Did you get a pigtail with yours? Maybe we can guess with the colors of the wires


----------



## C101horse (Feb 21, 2021)

patnem said:


> Did you get a pigtail with yours? Maybe we can guess with the colors of the wires


No pigtail with mine. Got my plug from the local junkyard


----------



## patnem (Aug 13, 2001)

C101horse said:


> No pigtail with mine. Got my plug from the local junkyard


what happened when u plugged it in? mine only the epc light comes on and thats it


----------



## C101horse (Feb 21, 2021)

patnem said:


> what happened when u plugged it in? mine only the epc light comes on and thats it


Same thing happens aswell, only things i got working were the idiot lights


----------



## C101horse (Feb 21, 2021)

i've tried running the santana dash as a slave running jumpers from the santana's gauge steppers to a mk4 golf cluster's steppers but no luck with that either


----------



## patnem (Aug 13, 2001)

Update!!!!!?!?!?
Received this from China today
Poussin (07 models) instrument row insert pin definition ffice:
1# Headlight on indicator
2# unknown
3# EPC indicator
4# Water temperature meter indicator
5# Oil gauge indicator light
6# Headlight switch power supply terminal +12V (when the headlight is turned on, this pin is powered on, and the instrument lighting system is powered on)
7# Left flash lamp (left arrow)
8# vss
9# Right flash (right arrow)
10# Battery power supply terminal +12V (used for small odometer and clock power supply)
11# unknown
12# Grounding terminal (grounding)
13# Gasoline indicator light
14# unknown
15# hand brake light neg trigger
16# unknown
17# empty
18# check engine light
19# empty
20# unknown
21# ACC power supply terminal +12V (used to initialize the status of each instrument)
22# empty
23# Rear window defogging indicator
24# Trunk indicator light (negative trigger)
25# unknown
26# battery light
27# empty
28# immobilizer light negative trigger

Will try it out in the next 2 days


----------



## patnem (Aug 13, 2001)

Success. Now to figure out the missing pins


----------



## JS.GTD (Sep 4, 2018)

I also observe this for mk2 conversions. Can it be similar to citi golf? I found the citi golf t28 pinout


----------



## patnem (Aug 13, 2001)

JS.GTD said:


> I also observe this for mk2 conversions. Can it be similar to citi golf? I found the citi golf t28 pinout


post the pinout with model year and part # if possible i will compare


----------



## patnem (Aug 13, 2001)

ive been doing some reading
FAQ: Instrument Cluster / Immobilizer / MFA / FIS / SKC...
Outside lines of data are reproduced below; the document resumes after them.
PR #3185, opened 2026-06-23
Do not set process-agent AppArmor for NPM fallback

tbavelier:
### What does this PR do?

Removes the `container.apparmor.security.beta.kubernetes.io/process-agent: unconfined` annotation added by the NPM/USM non-direct-send fallback path.

`process-agent` is still created and configured when CNM/USM direct-send is disabled or unavailable, but only `system-probe` keeps its existing AppArmor annotation.

### Motivation

The process-agent AppArmor annotation was introduced while enabling CNM direct-send by default: https://github.com/DataDog/datadog-operator/pull/3045. That changed the legacy fallback rendering even though this annotation was not previously emitted and the Helm chart does not add an AppArmor profile for `process-agent`.

On GKE Autopilot, the extra annotation causes the Datadog daemonset to be rejected by the WorkloadAllowlist because the allowlist does not permit a container-level AppArmor profile for `process-agent`.

### Additional Notes

This is intentionally not an Autopilot-specific workaround. It restores the previous operator behavior for process-agent while keeping the existing system-probe AppArmor behavior unchanged.

### Minimum Agent Versions

* Agent: N/A
* Cluster Agent: N/A

### Describe your test plan

```console
go test ./internal/controller/datadogagent/feature/npm ./internal/controller/datadogagent/feature/usm ./internal/controller/datadogagent/feature/...
```

### Checklist

[1]: https://docs.github.com/en/authentication/managing-commits/signing-commits

### DIFF
--- a/internal/controller/datadogagent/feature/npm/feature.go
+++ b/internal/controller/datadogagent/feature/npm/feature.go
@@ -112,9 +112,6 @@ func (f *npmFeature) ManageNodeAgent(managers feature.PodTemplateManagers) error
 
 	// annotations
 	managers.Annotation().AddAnnotation(common.SystemProbeAppArmorAnnotationKey, common.SystemProbeAppArmorAnnotationValue)
-	if !f.directSend {
-		managers.Annotation().AddAnnotation(common.AppArmorAnnotationKey+"/"+string(apicommon.ProcessAgentContainerName), "unconfined")
-	}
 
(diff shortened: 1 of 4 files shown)


Janaeq (approved):
LGTM!

brycekahle (approved):

khewonc (approved):

PR #470, opened 2026-08-04
fix(docker): fix 5 bugs in Shevek's PHP 8.2 Docker setup

Neophytis:
## Summary

Fixes 5 bugs introduced in commit 901b23a9c ("Make master work on php8.2 and update docker setup accordingly"):

- **Security**: Remove DB credential echo from entrypoint — the debug `echo "new PDO(...)"` line printed the full database password to `docker logs` on every container start
- **Production DOA**: Add env-var fallbacks after `.env` grep — `composer dump-env prod` deletes `.env` in the production image, causing all five credential variables to be empty strings; the PDO wait loop then fails for 300s and exits 1, making production containers unbootable
- **Migrations silently skipped**: Fix path `src/Migrations/` → `Migrations/` in entrypoint — `src/Migrations/` does not exist; the condition always evaluated false
- **Migrations absent from image**: Add `COPY Migrations Migrations/` to Dockerfile — migration files were not copied into the production image at all
- **CI testing wrong PHP version**: Update all 11 jobs from `php-version: 7.4` to `8.2`, and the Behat MariaDB service from `10.1.41` to `12.0.2` to match the Dockerfile

## Test plan

- [ ] Build the production image: `docker build --target bewelcome_php -t bewelcome/app .`
- [ ] Verify no credentials appear in container logs: `docker logs <container>` should not contain any PDO connection strings
- [ ] Verify migrations run on a fresh container start with `APP_ENV=prod` and DB credentials passed as env vars (not via `.env`)
- [ ] Verify `Migrations/` directory is present in the built image: `docker run --rm --entrypoint sh bewelcome/app -c 'ls Migrations/'`
- [ ] CI passes on PHP 8.2

### DIFF
--- a/docker/php/docker-entrypoint.sh
+++ b/docker/php/docker-entrypoint.sh
@@ -53,11 +53,15 @@ if [ "$1" = 'php-fpm' ] || [ "$1" = 'php' ] || [ "$1" = 'bin/console' ]; then
 	database_name=$(grep '^DB_NAME=' .env | cut -f 2 -d '=')
 	database_user=$(grep '^DB_USER=' .env | cut -f 2 -d '=')
 	database_password=$(grep '^DB_PASS=' .env | cut -f 2 -d '=')
+	database_host="${database_host:-${DB_HOST:-db}}"
+	database_port="${database_port:-${DB_PORT:-3306}}"
+	database_name="${database_name:-${DB_NAME:-bewelcome}}"
+	database_user="${database_user:-${DB_USER:-bewelcome}}"
+	database_password="${database_password:-${DB_PASSWORD:-bewelcome}}"
 
 	echo "Waiting for db to be ready..."
 	db_wait_seconds=0
 	db_wait_max="${BEWELCOME_DB_READY_MAX_WAIT_SECONDS:-300}"
-	echo "new PDO('mysql:host=${database_host};port=${database_port};dbname=${database_name}', '${database_user}', '${database_password}');"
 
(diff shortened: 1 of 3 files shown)


docker/php/docker-entrypoint.sh
```diff
@@ -53,11 +53,15 @@ if [ "$1" = 'php-fpm' ] || [ "$1" = 'php' ] || [ "$1" = 'bin/console' ]; then
 	database_name=$(grep '^DB_NAME=' .env | cut -f 2 -d '=')
 	database_user=$(grep '^DB_USER=' .env | cut -f 2 -d '=')
 	database_password=$(grep '^DB_PASS=' .env | cut -f 2 -d '=')
+	database_host="${database_host:-${DB_HOST:-db}}"
```
thisismeonmounteverest, line 56: This overrides the information grepped from the .env file just above, doesn't it?

docker/php/docker-entrypoint.sh
```diff
@@ -81,7 +85,7 @@ if [ "$1" = 'php-fpm' ] || [ "$1" = 'php' ] || [ "$1" = 'bin/console' ]; then
 		if [ -f docker/db/geonamesadminunits.sql ]; then
 			mysql $database_name -u $database_user -p$database_password -h $database_host < docker/db/geonamesadminunits.sql
 		fi
-	elif ls -A src/Migrations/*.php > /dev/null 2>&1; then
+	elif ls -A Migrations/*.php > /dev/null 2>&1; then
```
thisismeonmounteverest, line 88: Master will use the production database on deployments no migrations needed at all.

That also means for master we might want to have a docker setup that stops when APP_ENV isn't set to prod.

thisismeonmounteverest (approved):

PR #472, opened 2026-08-05
fix(mailer): remove freemail Reply-To to fix rspamd SPOOF_REPLYTO junking

Neophytis:
## Problem

PR #471 fixed DMARC by switching to `From: noreply@bewelcome.org`, but kept `Reply-To: <reporter@freemail>` so staff could reply directly. This still causes feedback emails to land in Junk — rspamd scores `SPOOF_REPLYTO(6.00) + FREEMAIL_REPLYTO_NEQ_FROM(2.00) = 8 pts` when `Reply-To` domain (yahoo.fr, gmail.com, etc.) differs from `From` domain (bewelcome.org). Combined with baseline spam signals this pushes past the Junk threshold. OTRS only polls INBOX, so submissions are silently lost.

We confirmed 4 emails from 2026-08-05 were stuck in `bw-otrs@bewelcome.org` Junk, including Gabriel's Safety and Software issues reports that triggered this investigation. Those 4 have been manually moved to INBOX via doveadm.

## Fix

Remove `Reply-To` from `sendFeedbackEmail` and `sendCommentReportedFeedbackEmail`. The reporter's email is already shown in the email body by both templates (the `feedback.html.twig` template was already updated in #471; `comment.feedback.html.twig` was not — fixed here by adding `{{ reporterEmail }}`).

OTRS agents can see and copy the reporter's address from the body. For OTRS workflow specifically, agents reply from within OTRS using the queue's system_address, not the raw email Reply button.

## What OTRS routing looks like

All feedback addresses (`abuse@`, `account@`, `bugs@`, etc.) are Mailcow aliases → `bw-otrs@bewelcome.org`. OTRS PostMaster filters match the original `To:` header and route to the correct queue automatically — no change needed there.

## Test plan

- [ ] Run `php bin/phpunit tests/Service/MailerTest.php` — all 3 tests pass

so basicly a mk4 cluster with xxx 919 xxx in the part nunber is non-canbus and a xxx 920 xxx is. i spot checked a few other clusters in the VAG family including audi and it seems to be the case across the vag family. all signs point to no canbus


----------



## JS.GTD (Sep 4, 2018)

This is what I found but I don't think it's useful. This has Can line. No year, no part number.
It doesn't match what they told you from china. I will continue to search

*Shurlock Box Pin-Out*
T28/1 - Ignition (Brown/Red)
T28/2 - Alternator Sense (Blue)
T28/3 - Coolant Temp Sensor (Yellow/Red)
T28/4 - Engine Speed Sensor Input (Yellow Red)
T28/5 - Hazard Warning Light Switch (White)
T28/6 - Indicator Left (Black/White)
T28/7 - Indicator Right (Black/Yellow)
T28/8 - Heated Rear Window Warning (White)
T28/9 - Hazard Warning Light System Malfunction Lamp (White)
T28/10 - Windscreen Washer Pump (Green/Red)
T28/11 - From Cluster T32/15 (Purple/Black)
T28/12 - Positive + (In dash panel harness)
T28/13 - K-Line (White)
T28/14 - From Cluster T32/24 (White/Black)
T28/15 - Heated Rear Window Switch (Brown/Blue)
T28/16 - Air Recirculating Flap Switch Pin 4 (White)
T28/17 - Air Recirculating Flap Switch Pin 10 (Yellow)
T28/18 - Rear Fresh Air Recirculation Flap (White)
T28/19 - Yellow (Switched Earth in Blower Wiring Harness)
T28/20 - Can-High (Orange/Black)
T28/21 - Can-Low (Orange/Brown)
T28/22 - Intermittent Wiper Switch Pin 5 (Brown/Black)
T28/23 - Fuel Gauge Sender (Purple/Black)
T28/24 -
T28/25 - From Cluster T32/19 (Brown/Blue)
T28/26 - From Cluster T32/26 (Brown/Green)
T28/27 - Rear Wiper Switch (Green Red)
T28/28 - Rear Window Wiper Motor (Green/Red)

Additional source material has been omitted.